Issue #6200, opened 2025-04-07
[BUG]: Share links on windows don't work if the file is long enough


pierremtb:
### Describe the bug

Likely related to this deep link limit of ~2000 mentioned at https://github.com/electron/electron/issues/40776

### Steps to Reproduce

1. Open https://url.zoo.dev/be4c938da202100aae8d7c0d2ce1dc0533d62dda1680623ac45c077a1121ef88
2. Click open in the desktop app on windows
3. Nothing happens

### Expected Behavior

It would open in the app, or at least error out

### Desktop OS

Windows

### Version

v0.52.0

▶ [Goal of the exercise] Where in the records above does the word "https" appear? Copy each line that holds it.

▶ [Answer area]
Likely related to this deep link limit of ~2000 mentioned at https://github.com/electron/electron/issues/40776
1. Open https://url.zoo.dev/be4c938da202100aae8d7c0d2ce1dc0533d62dda1680623ac45c077a1121ef88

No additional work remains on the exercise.